Я позволяю себе говорить об американской поэзии в таком обобщенном ключе не из-за силы и огромности ее корпуса, но потому что моя тема — публичный к ней доступ. В этом контексте следует подчеркнуть, что старая идея насчет роли поэта в обществе или долга поэта перед обществом переворачивает проблему с ног на голову. Если вообще можно говорить об общественной функции человека, который по существу является предпринимателем- одиночкой, то общественная функция поэта заключается в том, чтобы писать, и он занимается этим не по указке общества, а по собственной воле. Единственный долг поэта — долг перед языком, то есть обязанность писать хорошо. Когда поэт пишет — особенно когда он пишет хорошо — на языке своего общества, он делает большой шаг навстречу обществу. И задача общества — сделать шаг навстречу ему, то есть открыть его книгу и прочесть ее.
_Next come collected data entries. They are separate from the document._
PR #309, opened 2019-01-02
OpenBSD fixes for 'Enable printf-style parameter check for log() func…

adamsteen:
…tion #308'

OpenBSD is a little more strict, uint64_t is a unsigned long long, which requires 'llu' or 'llx' when loggin.

### DIFF
--- a/bindings/cpu_x86_64.c
+++ b/bindings/cpu_x86_64.c
@@ -164,10 +164,11 @@ static char *traps[32] = {
 
 void cpu_trap_handler(uint64_t num, struct trap_regs *regs)
 {
-    log(INFO, "Solo5: trap: type=%s ec=0x%lx rip=0x%lx rsp=0x%lx rflags=0x%lx\n",
-        traps[num], regs->ec, regs->rip, regs->rsp, regs->rflags);
+    log(INFO, "Solo5: trap: type=%s ec=0x%llx rip=0x%llx rsp=0x%llx rflags=0x%llx\n",
+        traps[num], (unsigned long long)regs->ec, (unsigned long long)regs->rip,
+        (unsigned long long)regs->rsp, (unsigned long long)regs->rflags);
     if (num == 14)
-        log(INFO, "Solo5: trap: cr2=0x%lx\n", regs->cr2);
+        log(INFO, "Solo5: trap: cr2=0x%llx\n", (unsigned long long)regs->cr2);
     PANIC("Fatal trap", regs);
 }
 
--- a/bindings/hvt/tscclock.c
+++ b/bindings/hvt/tscclock.c
@@ -97,8 +97,8 @@ int tscclock_init(uint64_t tsc_freq)
             tsc_shift--;
     } while (tsc_shift > 0 && tsc_mult == 0L);
     assert(tsc_mult != 0L);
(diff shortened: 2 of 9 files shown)


mato:
Hmm, this seems to break every other platform (see CI results), which is not helpful. Not sure how to fix this offhand, am open to ideas. Also unclear why `uint64_t` would be `unsigned long long` on OpenBSD but nowhere else.

adamsteen:
to be concise here is the first build error

```
$ gmake
gmake -C bindings hvt
gmake[1]: Entering directory '/home/asteen/devl/solo5/bindings'
cc -ffreestanding -fstack-protector-strong -fno-stack-protector -nostdlibinc -mno-red-zone -mno-sse -mno-mmx -mno-aes -mno-avx -std=gnu99 -Wall -Wextra -Werror -O2 -g -isystem /home/asteen/devl/solo5/include/crt -I/home/asteen/devl/solo5/include/solo5 -D__SOLO5_BINDINGS__ -c hvt/tscclock.c -o hvt/tscclock.o
hvt/tscclock.c:101:9: error: format specifies type 'unsigned long' but the argument has type 'uint64_t' (aka 'unsigned long long') [-Werror,-Wformat]
        tsc_freq, tsc_mult, tsc_shift);
        ^~~~~~~~
1 error generated.
gmake[1]: *** [GNUmakefile:106: hvt/tscclock.o] Error 1
gmake[1]: Leaving directory '/home/asteen/devl/solo5/bindings'
gmake: *** [GNUmakefile:39: hvt] Error 2
```
line 78 of bindings/hvt/tscclock.c where tsc_freq is defined.
```
int tscclock_init(uint64_t tsc_freq)
```

I am really not sure how to fix this, I just don't know enough.

adamsteen:
I consulted the OpenBSD misc mailing list [1], and few options were presented, the cast seemed the cleanest.

[1] [https://marc.info/?t=154674515500001&r=1&w=2](https://marc.info/?t=154674515500001&r=1&w=2)

mato:
@adamsteen Cool, thanks for investigating. The approach with casting to `(unsigned long long)` looks fine. Would you mind squashing your commits and re-pushing, and I'll merge after.

mato:
Sorry, did not get a notification that you'd force-pushed this. Thanks, merging.

cfcs:
I think the "canonical" solution is to use the `PRIx64` macro from `<inttypes.h>`.

This works on Linux and FreeBSD (I tested), and I believe also OpenBSD (quick [github search](https://github.com/openbsd/src/blob/ef80df5ce8e485ab59324a3f1550e0f35ab9379a/usr.sbin/smtpd/scheduler.c#L86)). This way you don't have to coerce the typecast and thus don't have to keep track of it if you ever want to change any of it (and you retain a tiny bit more of type safety which makes it easier to read imho):
```c
#include <stdio.h>
#include <inttypes.h>
int
main()
{
  uint64_t yo = ~0;
  printf("helo %" PRIx64 "\n", yo);
  return 0;
}
```

mato:
@cfcs I considered that, but we don't have an `inttypes.h` readily available for our appropriated host toolchain and as it's generally provided by the libc it would be hard to get one that works across all our targets. So, unfortunately it's either the cast method or dropping all format string checking.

Если в этой ситуации можно говорить об уклонении от долга, хо в нем повинен не поэт, ибо он продолжает писать. Теперь: в любой культуре поэзия есть высшая форма человеческой речи. Не читая или не слушая поэтов, общество обрекает себя на более низкие формы словесного выражения: на речь политика, торговца, шарлатана — короче, на свою собственную речь. Другими словами, оно игнорирует собственный эволюционный потенциал, ибо от остальных представителей царства животных нас отличает как раз дар речи. Обвинения, нередко предъявляемые поэзии, — что она трудна, темна, герметична и невесть что еще — свидетельствуют не о состоянии поэзии, а, если говорить честно, о ступеньке эволюционной лестницы, на которой застряло общество.
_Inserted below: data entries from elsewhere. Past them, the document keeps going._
Issue #304, opened 2018-12-11
hvt: Address space layout randomization


mato:
As part of general hardening, it is desirable to implement ASLR for the hvt target and tender. Current general purpose OSes (Linux, FreeBSD, OpenBSD) have converged on "Static PIE" as the implementation technique of choice, so we should follow their lead here.

A rough plan of the steps involved:

1. Add support to the build system (compiler toolchain checks, linker scripts) to build unikernels as "Static PIE" or equivalent (`-static-pie` itself is merely the _host toolchain's_ idea of how this should work; we need the component parts, i.e. `-fPIE` from the compiler, and the ability to build the final ELF as an `ET_DYN` executable with immediate binding).
2. Add support for loading a minimal subset of `ET_DYN` executables to the ELF loader, initially at a fixed base address equal to the current layout (`0x100000`).
3. Add support to the hvt bindings to perform the minimal amount of relocation required at startup, along the lines of e.g. musl `rcrt1.o`. This will require passing the base address from the tender to the guest.
4. At this point we have "Static PIE" (or equivalent), but no ASLR. Verify that/work with the downstream toolchains (mainly OCaml) are able to cope with this setup.
5. Decide on an address space layout and implement ASLR. This will require some thought on what the guest-virtual to guest-physical to host-virtual mapping should look like, with a view to minimizing complexity in the tender, and taking into account host hypervisor limitations on memory slots, while having a sufficient amount of address space available to randomize into.

PR #310, opened 2019-01-02
Add "spt" (seccomp) target

mato:
Add a new "spt" target ("sandboxed process tender") for x86_64 and
aarch64 Linux hosts.

This target is a userspace process running inside a strict seccomp
sandbox (up to 7 system calls with block and network I/O). The
"solo5-spt" tender serves essentially as a loader and the bindings
implement the Solo5 API by calling the host system call ABI directly.

Note that the "solo5-spt" tender is not modularized on purpose, as it
effectively ceases to operate once control passes to the Solo5
application.

Summary of changes:

tenders/spt: solo5-spt tender
bindings/spt: spt bindings
tests/test_seccomp: spt-specific test that the seccomp policy is being
enforced


mato:
@djwillia @ricarkol:

This is an initial WIP but fully working version, which I'm posting for review. I will be on vacation for 10 days starting tomorrow, but would like to merge soon after getting back if you're happy with it. So please review, I will be responding to comments in the mean time, though with some delay.

This design is simpler to the version you did for nabla containers, in that the tender treats the process as an "empty shell", initialises resources, loads the Solo5 ELF (which is a normal static binary loaded at 1MB as for hvt), applies seccomp rules and then transfers control to the Solo5 guest, after which it is no longer involved. In fact, with some trampoline trickery, it should be possible to unmap the tender from the guest process memory space entirely.

This version passes all tests (and will also pass on the CI once it is updated to have `libseccomp` available), except:
- `test_notls`: due to running as a user process -- this will probably need to be fixed by adding a "solo5_arch_set_tls_base()" or similar to the Solo5 API
- `test_zeropage`: fails due to what looks like an error in tests.bats

Also, crt_init_early() is not currently called due to the TLS issue, so `__stack_chk_guard`, while present, is not randomized.

Further, there is no OPAM/Mirage integration yet, and there are still some `TODO` items marked in the code which need to be looked at.

tenders/spt/spt_core.c
```diff
@@ -0,0 +1,139 @@
...
+
+    abort(); /* spt_launch() does not return */
+}
+
+static int setup(struct spt *spt)
+{
+    seccomp_rule_add(spt->sc_ctx, SCMP_ACT_ALLOW, SCMP_SYS(write), 1,
+            SCMP_A0(SCMP_CMP_EQ, 1));
+    seccomp_rule_add(spt->sc_ctx, SCMP_ACT_ALLOW, SCMP_SYS(exit_group), 0);
+    seccomp_rule_add(spt->sc_ctx, SCMP_ACT_ALLOW, SCMP_SYS(ppoll), 0);
```
cfcs: Since it doesn't look like we make use of the optional opportunity of supplying the fourth argument (`sigset_t sigmask`) to `ppoll`, should we make sure it's NULL?
```c
seccomp_rule_add(spt->sc_ctx, SCMP_ACT_ALLOW, SCMP_SYS(ppoll), 1,
    SCMP_A3(SCMP_CMP_EQ, NULL));
```

tenders/spt/spt_module_block.c
```diff
@@ -0,0 +1,82 @@
...
+    if (diskfile == NULL)
+        return 0; /* not present */
+
+    /* set up virtual disk */
+    diskfd = open(diskfile, O_RDWR);
+    if (diskfd == -1)
+        err(1, "Could not open disk: %s", diskfile);
+
+    spt->bi->blocki.present = 1;
+    spt->bi->blocki.block_size = 512;
```
cfcs: Would it make sense to fill this with `ioctl(diskfd, BLKSSZGET, ...)`?
I don't know much about block devices, so can't tell if that's important.

tenders/spt/spt_module_net.c
```diff
@@ -0,0 +1,270 @@
...
+static int tap_attach(const char *ifname)
+{
+    int fd;
+
+    /*
+     * Syntax @<number> indicates a pre-existing open fd, so just pass it
+     * through without any checks.
+     */
+    if (ifname[0] == '@') {
+        fd = atoi(&ifname[1]);
```
emillon: does this require error checking?

cfcs: I believe the `fcntl` below will fail if you pass it something absurd, but it might make sense to verify that `fd >`  `0` or `1` or `2`?

emillon: I was thinking of cases like `@12m` silently parsed as `12`, but in any case this shouldn't be a  security issue.

cfcs: Agreed, I guess the belt-and-suspenders solution would be to use `strtol` to ensure the whole string was consumed, then checking for fd collisions with existing FDs, but I appreciate there's a complexity trade-off that I don't have a strong opinion about.

tenders/spt/spt_elf.c
```diff
@@ -0,0 +1,227 @@
...
+    Elf64_Half ph_i;
+    Elf64_Phdr *phdr = NULL;
+    Elf64_Ehdr hdr;
+
+    /* elf entry point (on physical memory) */
+    *p_entry = 0;
+    /* highest byte of the program (on physical memory) */
+    *p_end = 0;
+
+    fd_kernel = open(file, O_RDONLY);
```
dinosaure: `fd_kernel` will be closed only if we did not go to `out_error` or `out_invalid` which is fine for me - because `err` will stop the program - but it's a file-descriptor leak.

tenders/spt/spt_core.c
```diff
@@ -0,0 +1,139 @@
...
+    memset(spt, 0, sizeof (struct spt));
+
+    /*
+     * spt->mem is addressed starting at 0, however we cannot actually map it
+     * at 0 due to restrictions on mapping low memory addresses present in
+     * modern Linux kernels (vm.mmap_min_addr sysctl). Therefore, we map
+     * spt_mem at SPT_HOST_MEM_BASE, adjusting the returned pointer and region
+     * size appropriately.
+     */
+    spt->mem = mmap((void *)SPT_HOST_MEM_BASE, mem_size - SPT_HOST_MEM_BASE,
```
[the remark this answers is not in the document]
ricarkol: Just in case, used base address of 0x20000 above, but the same happens with 0x10000.

mato:
>+ spt->mem = mmap((void *)SPT_HOST_MEM_BASE, mem_size - SPT_HOST_MEM_BASE,
>This call fails on my machine. Can't figure it out, so sharing my observations. The program segfaults right after the mmap (the line after mmap is not executed). The faulting address is memsize (like 0x4000000 for --mem=64 below):
‎
That's interesting. Might be the same thing as what's happening on Travis, so it's good you're getting that behaviour reproducibly.

>(gdb) r --mem=64 tests/test_hello/test_hello.spt
>Starting program: >/home/kollerr/solo5/tenders/spt/solo5-spt --mem=64 tests/test_hello/test_hello.spt

To debug the tender/guest transition (on mobile, from memory, so may be a bit off), try the following:

    gdb --args solo5-spt.../test_hello.spt
    b spt_launch
    r
    add-symbol-file.../test_hello.spt 0x100000
    b solo5_app_main
    finish

That should tell you if the crash is before, in, or just after spt_launch.

mato:
>Just in case, used base address of 0x20000 above, but the same happens with 0x10000.

No, that's not the problem. The mmap will fail with EACCES ‎if the base is too low.

Another thing which occurred to me is that you could try subtracting one page from the initial SP value passed to spt_launch and see if that changes anything.

tenders/spt/spt_core.c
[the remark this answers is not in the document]
ricarkol: The segfaults happens before `spt_launch`:

```
kollerr@kollerr-ThinkPad-P50:~/research/solo5$ gdb ./tenders/spt/solo5-spt
GNU gdb (Ubuntu 7.11.1-0ubuntu1~16.5) 7.11.1
...
Reading symbols from ./tenders/spt/solo5-spt...done.
(gdb) b spt_launch
Breakpoint 1 at 0x401c20

(gdb) r tests/test_hello/test_hello.spt
Starting program: /home/kollerr/research/solo5/tenders/spt/solo5-spt tests/test_hello/test_hello.spt

Program received signal SIGSEGV, Segmentation fault.
0x0000000020000000 in ?? ()
(gdb) bt
#0  0x0000000020000000 in ?? ()
#1  0x00007fffffffde08 in ?? ()
#2  0x00007fffffffe1fc in ?? ()
#3  0x0000000000000000 in ?? ()
(gdb) 
```
In fact, the log below is not executed either:
```
    spt->mem = mmap((void *)SPT_HOST_MEM_BASE, mem_size - SPT_HOST_MEM_BASE,
            PROT_READ | PROT_WRITE,
            MAP_PRIVATE | MAP_ANONYMOUS | MAP_FIXED, -1, 0);
    printf("here\n"); // not seen (can't break on it after adding a breakpoint on it either)
```
And just in casce, the mmap succeeds according to `strace`.

mato:
> The segfaults happens before `spt_launch`:

Ah, then it's possible your kernel/toolchain is not applying ASLR to the
tender, which we rely on, and the mmap is somehow mucking with the mappings
of the tender itself, rather than failing which is what I expected.

What does the memory map of the tender look like just before the mmap()?
Check with e.g. a breakpoint just before the mmap call and look at
/proc/XXX/maps.

Also the output of 'ldd' on the tender would be helpful.

ricarkol:
Here it is:
```
kollerr@kollerr-ThinkPad-P50:~/research/solo5$ ldd ./tenders/spt/solo5-spt
	linux-vdso.so.1 =>  (0x00007ffca6fd8000)
	libseccomp.so.2 => /lib/x86_64-linux-gnu/libseccomp.so.2 (0x00007f363c64a000)
	libc.so.6 => /lib/x86_64-linux-gnu/libc.so.6 (0x00007f363c280000)
	/lib64/ld-linux-x86-64.so.2 (0x00007f363c88f000)
```

and:

```
kollerr@kollerr-ThinkPad-P50:~/research/unikernel.github.ibm.com$ cat /proc/`pgrep solo5-spt`/maps 
00400000-00403000 r-xp 00000000 08:02 3550490                            /home/kollerr/research/solo5/tenders/spt/solo5-spt
00602000-00603000 r-xp 00002000 08:02 3550490                            /home/kollerr/research/solo5/tenders/spt/solo5-spt
00603000-00604000 rwxp 00003000 08:02 3550490                            /home/kollerr/research/solo5/tenders/spt/solo5-spt
02104000-02125000 rwxp 00000000 00:00 0                                  [heap]
7f5b2fd3a000-7f5b2fefa000 r-xp 00000000 08:02 12980652                   /lib/x86_64-linux-gnu/libc-2.23.so
7f5b2fefa000-7f5b300fa000 ---p 001c0000 08:02 12980652                   /lib/x86_64-linux-gnu/libc-2.23.so
7f5b300fa000-7f5b300fe000 r-xp 001c0000 08:02 12980652                   /lib/x86_64-linux-gnu/libc-2.23.so
7f5b300fe000-7f5b30100000 rwxp 001c4000 08:02 12980652                   /lib/x86_64-linux-gnu/libc-2.23.so
7f5b30100000-7f5b30104000 rwxp 00000000 00:00 0 
7f5b30104000-7f5b30132000 r-xp 00000000 08:02 12980809                   /lib/x86_64-linux-gnu/libseccomp.so.2.3.1
7f5b30132000-7f5b30332000 ---p 0002e000 08:02 12980809                   /lib/x86_64-linux-gnu/libseccomp.so.2.3.1
7f5b30332000-7f5b30348000 r-xp 0002e000 08:02 12980809                   /lib/x86_64-linux-gnu/libseccomp.so.2.3.1
7f5b30348000-7f5b30349000 rwxp 00044000 08:02 12980809                   /lib/x86_64-linux-gnu/libseccomp.so.2.3.1
7f5b30349000-7f5b3036f000 r-xp 00000000 08:02 12980624                   /lib/x86_64-linux-gnu/ld-2.23.so
7f5b30549000-7f5b3054d000 rwxp 00000000 00:00 0 
7f5b3056e000-7f5b3056f000 r-xp 00025000 08:02 12980624                   /lib/x86_64-linux-gnu/ld-2.23.so
7f5b3056f000-7f5b30570000 rwxp 00026000 08:02 12980624                   /lib/x86_64-linux-gnu/ld-2.23.so
7f5b30570000-7f5b30571000 rwxp 00000000 00:00 0 
7fff1aea4000-7fff1aec5000 rwxp 00000000 00:00 0                          [stack]
7fff1aee9000-7fff1aeec000 r--p 00000000 00:00 0                          [vvar]
7fff1aeec000-7fff1aeee000 r-xp 00000000 00:00 0                          [vdso]
ffffffffff600000-ffffffffff601000 r-xp 00000000 00:00 0                  [vsyscall]
```

You are right, that's the problem. `0 - 00400000` is not enough for 1GB. And just to double check, it is enough for 5MBs:

```
kollerr@kollerr-ThinkPad-P50:~/research/solo5$ ./tenders/spt/solo5-spt --mem=4 tests/test_hello/test_hello.spt 

            |      ___|
  __|  _ \  |  _ \ __ \
\__ \ (   | | (   |  ) |
____/\___/ _|\___/____/
Solo5: Memory map: 4 MB addressable:
Solo5:   reserved @ (0x0 - 0xfffff)
Solo5:       text @ (0x100000 - 0x102fff)
Solo5:     rodata @ (0x103000 - 0x103fff)
Solo5:       data @ (0x104000 - 0x105fff)
Solo5:       heap >= 0x106000 < stack < 0x400000

**** Solo5 standalone test_hello ****

Hello, World
Command line is: ''
Solo5: solo5_exit(0) called
```

ricarkol:
Not the prettiest solution, but that's why we ended up using a linker script for the tender in nabla: https://github.com/nabla-containers/solo5/blob/ukvm-linux-seccomp/ukvm/ukvm.lds#L21

That was one of the nice things about loading the unikernel as a dynamic library: `dlopen` takes care of everything.

tenders/spt/spt_module_net.c
```diff
@@ -0,0 +1,270 @@
...
+    return fd;
+}
+
+static int handle_cmdarg(char *cmdarg)
+{
+    if (!strncmp("--net=", cmdarg, 6)) {
+        netiface = cmdarg + 6;
+        return 0;
+    } else if (!strncmp("--net-mac=", cmdarg, 10)) {
+        const char *macptr = cmdarg + 10;
```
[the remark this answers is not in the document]
mato: We rely on the latter: `sscanf` will return the number of items consumed successfully. If it's not exactly 6, then we warn with the "Malformed mac address" message and return `-1` which the caller takes as "setup failed" and terminates with an error.

tenders/spt/spt_module_net.c
mato: This is an "infrastructure" option intended for higher-level stacks/automation, there's not much point/no straightforward way to check at this level if the user has passed in an _incorrect_ `fd`.

OTOH, if an _invalid_ number is passed in, you will effectively get `fd=0` with the current code since there's no way to distinguish an error with `atoi` and `0` may be valid if whatever exec'd solo5-spt closed STDIN and then immediately opened a TAP device.

If you strongly care about the above case in particular please file a separate issue for it since the same code is also in `hvt` and thus best fixed in one go once this is merged.

tenders/spt/spt_elf.c
mato: Thanks, this is minor, can you please file an issue so that I can fix it in both `spt` and `hvt` after this is merged.

mato:
@cfcs and others:

Thanks for the detailed review. I have addressed the error checking for all `libseccomp` calls, and some other small fixes in c5a5ffa.

@ricarkol:

Fix/workaround for the address space conflict issue coming up shortly. I'll also comment in full on the TLS issue, in the mean time I've disabled `test_notls` for spt.

tenders/spt/spt_module_net.c
mato: One more thing: If we do decide to check for the "invalid number" case, it's probably easier to use `sscanf` with a `%u` format specifier rather than `strtoul`.

mato:
@ricarkol:

Regarding the address space conflicts: See 49c62a4 for a workaround, which uses `-Ttext-segment=0x40000000` at link time to locate the solo5-spt at 1GB on systems without PIE support in the toolchain. This version now passes all tests on Travis, which is using Ubuntu Xenial (16.04 LTS) and does not support PIE.

In the long term the true solution to this problem, especially if we want to support spt on 32-bit architectures, is to a) require PIE support on the host _and_ b) implement ASLR using static PIE on the Solo5 (guest) side as described in #304. Then we can mmap() guest memory without MAP_FIXED and avoid the problem altogether. In the short term I think this is an acceptable workaround, LMK if you think otherwise.

Regarding your other proposed solutions/comments: As you can see, a linker script for spt is not necessary for this workaround, asking the linker to set the starting address of the tender's `text` segment is sufficient. As for using the host `dlopen()` and making the guest a "shared library", I'm not in favour of that for many reasons, among others that it introduces the (unsandboxed) host dynamic linker into the TCB which is undesirable.

Regarding TLS:

> The issue, however, is that seccomp_load segfaults at gen_bpf_generate (i.e., some random place). So, I guess there is no other choice than allowing sys_arch_prctl to set FS/GS. Not sure if there should be a solo5_set_fs/gs though.

That's expected. You cannot touch the arch-specific TLS base (i.e. `%fs` on x86_64) and expect _any_ call into libc to continue to work. There are various ways to solve this, however as I mentioned _for the time being_ I've just disabled that test for `spt`. I will refactor the SSP init code in a separate commit to ensure that is done properly for spt.

As for providing an *abstract* `solo5_set_arch_tls_base` API, I think we will need one sooner or later to support language runtimes that insist on using TLS as part of their ABI. However, this is also a separate discussion.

Ибо поэтическая речь преемственна; и еще — она избегает клише и повторов. Именно их отсутствие придает искусству ускорение и отличает его от жизни, чьим основным стилистическим приемом, если можно так выразиться, являются как раз клише и повторы, ибо она всегда начинаете нуля. Неудивительно поэтому, что сегодня общество, лишь от случая к случаю вспоминающее об этой преемственной речи, оказывается в проигрыше, как если бы оно садилось в поезд, идущий в никуда без расписания. Я уже где-то говорил, что поэзия — не форма развлечения и в каком-то смысле даже не форма искусства, но наша антропологическая, генетическая цель, наш языковой, эволюционный маяк. В детстве, когда мы впитываем и запоминаем стихи, чтобы овладеть языком, мы, по-видимому, это чувствуем, а повзрослев, бросаем это занятие, твердо считая, что языком овладели. Однако овладели мы лишь его повседневным слоем, который, возможно, и годится, чтобы перехитрить противника, продать товар, переспать с кем- нибудь, заработать повышение, но который, конечно же, не годится для того, чтобы исцелить от страданий или принести радость. Пока человек не научится до отказа, как фургон, нагружать свои фразы смыслом или же различать и ценить в чертах возлюбленной «душу-странницу», пока не осознает, что «Никакая память о звездном часе / Не утешает потом, в забвении, / И не делает конец менее горьким», — пока такие вещи не войдут в плоть и кровь, человек все еще будет принадлежать к семейству безъязыких. Каковые составляют большинство, если это может послужить утешением.